Difference between revisions of "Main Page"

From cvss

Latest revision as of 23:40, 3 December 2015

Computer Vision Student Seminars

The Computer Vision Student Seminars at the University of Maryland College Park are a student-run series of talks given by current graduate students for current graduate students.

To receive regular information about the Computer Vision Student Seminars, subscribe to our mailing list or our talks list.

Description[edit]

The purpose of these talks is to:

Encourage interaction between computer vision students;
Provide an opportunity for computer vision students to be aware of and possibly get involved in the research their peers are conducting;
Provide an opportunity for computer vision students to receive feedback on their current research;
Provide speaking opportunities for computer vision students.

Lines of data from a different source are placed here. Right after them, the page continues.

PR #79, opened 2022-01-16
Pred succ functions

dlesnoff:
For @Araq, predecessor and successor functions.

### DIFF
--- a/src/bigints.nim
+++ b/src/bigints.nim
@@ -977,6 +977,14 @@ func dec*(a: var BigInt, b: int32 = 1) =
   var c = a
   subtractionInt(a, c, b)
 
+proc pred*(a: BigInt; def: SomeInteger|string = 1): BigInt =
+  ## Decrements `a` by `def`. By default, subtracts one.
+  a - initBigInt(def)
+
+proc succ*(a: BigInt; def: SomeInteger|string = 1): BigInt =
+  ## Increments `a` by `def`. By default, adds one.
+  a + initBigInt(def)
+
 
 iterator countup*(a, b: BigInt, step: int32 = 1): BigInt =
   ## Counts from `a` up to `b` (inclusive) with the given step count.


konsumlamm:
These can be optimized by using `inc`/`dec`, which already take an integer argument, rather than unnecessarily creating a new `BigInt`.

I really don't like having `def: SomeInteger|string`, for multiple reasons:
* allowing `a.succ("42")` seems pretty weird, if you want to create a `BigInt` from a string, be explicit about it.
* it's simpler to just allow `int`, as that is the common case and that is what `inc/dec` use
* `def` is a pretty meaningless name (i don't even know what it's supposed to mean), we should choose a good name, since argument names are part of the public API (named arguments)

Also, please make them `func`s, all the other functions already are `func`s.

konsumlamm:
@Araq may I ask why you need `succ`/`pred` rather than simply using `inc`/`dec` or `+`/`-` with `initBigInt`? Not that I'm opposed to adding those functions (they mirror the existing `succ`/`pred` for `Ordinal`s), but I don't see a reason why you'd "really need" them.

Araq:
I really need them in generic code. Alternatively you could offer a way to generate a literal like -1, 0, 1 of type T. For the builtin numbers the syntax is `T(1)` but for bigints it's `initBigInt(1)`, this is quite bad for generic code.

Here is an example from real code:

```nim

proc doesOverlapOrIncl*[T](s: var seq[(T, T)]; c, d: T): bool =
  mixin succ, pred
  assert c <= d
  var patched = false
  for i in 0..<s.len:
    let (x, y) = s[i]
    # X..Y and C..D overlap iff (X <= D and C <= Y)
    if x <= d and c <= y:
      s[i][0] = min(x, c)
      s[i][1] = max(y, d)
      return true
    elif succ(y) == c:
      s[i][1] = max(y, d)
      # but continue the search loop!
      patched = true
    elif pred(x) == d:
      s[i][0] = min(x, c)
      # but continue the search loop!
      patched = true
  if not patched:
    s.add (c, d)
  return false
```

Araq:
The PR is off, the second argument of pred/succ is really just `int`, much like `pointer +- offset` the type of the default parameter does not depend on the type of the first parameter.

Araq:
> def is a pretty meaningless name (i don't even know what it's supposed to mean)

It was short for `default`, but it's not a good name, I agree.

pietroppeter:
> we should choose a good name, since argument names are part of the public API (named arguments)

delta?

I am also curious about what is @Araq is doing with bigints. Using them in the compiler (as I remember you mentioned sometimes)?

pietroppeter:
or if we want to be consistent with stdlib the arguments will be `x` and `y`: https://nim-lang.org/docs/system.html#succ%2CT%2Cint

Araq:
> Using them in the compiler (as I remember you mentioned sometimes)?

Yes.

konsumlamm:
> These can be optimized by using `inc`/`dec`, which already take an integer argument, rather than unnecessarily creating a new `BigInt`.

Uh, I just saw that `inc`/`dec` only support `int32`, so we'd either have to change their signature or special case the case if the number is not in the range of `int32`.

dlesnoff:
First, I want to propose `increment` and `decrement` for the default values of succ/pred. `delta` is not explicit enough.
`offset` could be ok too, since it takes an `int` as a parameter.
It feels wrong to me to write something like `a.inc(-8)` and especially `a.dec(-16)` but …
Then comes the question of the type. I have added `SomeInteger|string` since these are the types required by `initBigInt` but I agree with you that `string` might be too much.

> Also, please make them funcs, all the other functions already are funcs.
Oops. Forgot that. I made a PR to change the procedures into functions but :)

Actually, I am personnaly strongly opposed to `pred` and `succ` functions. I think their names are too confusing for the user and are redundant with dec and inc. They might mirror the Ordinal type, but I do not see why BigInt functions should do this.

> Alternatively you could offer a way to generate a literal like -1, 0, 1 of type T. For the builtin numbers the syntax is T(1) but for bigints it's initBigInt(1)

I am more for this kind of change but I do not know how to fix this. Maybe the original motivation for such a long and specific name as `initBigInt` is to make the user aware that this allocates (potentially a lot) memory ?

Another problem is the addition with `int`. We should implement addition, subtraction and multiplication between a `BigInt` and an `int` in general too. This would avoid the need for type conversion for every operation.

> allowing a.succ("42") seems pretty weird, if you want to create a BigInt from a string, be explicit about it (you can always do a + initBigInt("42"))
Then why should we accept `a.inc(42)` rather than enforce `a + 42.initBigInt` ? For functional programming ?

konsumlamm:
> Actually, I am personnaly strongly opposed to `pred` and `succ` functions. I think their names are too confusing for the user and are redundant with dec and inc. They might mirror the Ordinal type, but I do not see why BigInt functions should do this.

As Araq said, so that you can use them in generic functions that also work on `Ordinal`s.

> > Alternatively you could offer a way to generate a literal like -1, 0, 1 of type T. For the builtin numbers the syntax is T(1) but for bigints it's initBigInt(1)
> 
> I am more for this kind of change but I do not know how to fix this. Maybe the original motivation for such a long and specific name as `initBigInt` is to make the user aware that this allocates (potentially a lot) memory ?

I don't think that's possible currently. If we just renamed `initBigInt` to `BigInt`, we'd get a redefinition error.

> Then why should we accept `a.inc(42)` rather than enforce `a + 42.initBigInt` ? For functional programming ?

Because `a.inc(42)` is more efficient than `a += 42.initBigInt`, since it doesn't allocate an intermediate `BigInt`. This has absolutely nothing to do with functional programming.

narimiran:
I've created https://github.com/nim-lang/bigints/pull/81 because @Araq needs this functionality ASAP.

This PR can refine and optimize it (use `inc`/`dec`, etc.) later.

Issue #59, opened 2022-01-01
JS backend


konsumlamm:
I experimented a bit with running the tests on the JS backend, but I came to the conclusion that this is currently not viable. The problem is https://github.com/nim-lang/Nim/issues/4714: 64 bit integers are broken on the JS backend, since they're implemented as floating point values.

We *could* use `std/jsbigints` on the JS backend, but I'd rather not do that, since it has a different API, which means we'd have to implement some functions twice. Apart from that, this library wouldn't be a pure Nim implementation anymore then.

konsumlamm:
A possible (temporary) fix for this would be to use `uint16`/`uint32` instead of `uint32`/`uint64` on the JS backend. That should only require changing a few types and constants, which should be doable by placing some type aliases and consts in a `when` at the top.

PR #82, opened 2022-01-21
Enable JS tests in VM if Nim version is >= 1.6

konsumlamm:
The tests are only run in the VM and only if the Nim version is >= 1.6, since unsigned integers are broken for JS otherwise (see #59). However, this has the advantage that we now effectively test a 32 bit target and it made me find & fix some bugs in the tests for `toSignedInt` that assumed 64 bit `int`s.

### DIFF
--- a/bigints.nimble
+++ b/bigints.nimble
@@ -12,7 +12,7 @@ srcDir      = "src"
 requires "nim >= 1.4.0"
 
 task test, "Test bigints":
-  for backend in ["c", "cpp"]:
+  for backend in ["c", "cpp", "js"]:
     echo "testing " & backend & " backend"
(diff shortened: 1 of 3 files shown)


dlesnoff (approved):

konsumlamm:
@narimiran what do you think?

narimiran:
I'd rather wait (or work on ;)) for the upstream fix (https://github.com/nim-lang/Nim/issues/4714) and for now not officially support JS, than to have these workarounds and semi-working state.

konsumlamm:
Ok, I'll move the test fixes to another PR then.

xflywind:
I will look into https://github.com/nim-lang/Nim/issues/4714 too.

The guidelines for the format are:

An hour-long weekly meeting, consisting of one 20-40 minute talk followed by discussion and food.
The talks are meant to be casual and discussion is encouraged.
Topics may include current research, past research, general topic presentations, paper summaries and critiques, or anything else beneficial to the computer vision graduate student community.

Schedule Fall 2015[edit]

All talks take place on Thursdays at 3:30pm in AVW 3450.

Date	Speaker	Title
December 3	Angjoo Kanazawa	Learning 3D Deformation of Animals from 2D Images
December 10	Xintong Han	Automated Event Retrieval using Web Trained Detectors

Talk Abstracts Spring 2015[edit]

Learning 3D Deformation of Animals from 2D Images[edit]

Speaker: Angjoo Kanazawa -- Date: December 3, 2015

Abstract: Understanding how an animal can deform and articulate is essential for a realistic modification of its 3D model. In this paper, we show that such information can be learned from user-clicked 2D images and a template 3D model of the target animal. We present a volumetric deformation framework that produces a set of new 3D models by deforming a template 3D model according to a set of user-clicked images. Our framework is based on a novel locally-bounded deformation energy, where every local region has its own stiffness value that bounds how much distortion is allowed at that location. We jointly learn the local stiffness bounds as we deform the template 3D mesh to match each user-clicked image. We show that this seemingly complex task can be solved as a sequence of convex optimization problems. We demonstrate the effectiveness of our approach on cats and horses, which are highly deformable and articulated animals. Our framework produces new 3D models of animals that are significantly more plausible than methods without learned stiffness.

Link: paper

Automated Event Retrieval using Web Trained Detectors[edit]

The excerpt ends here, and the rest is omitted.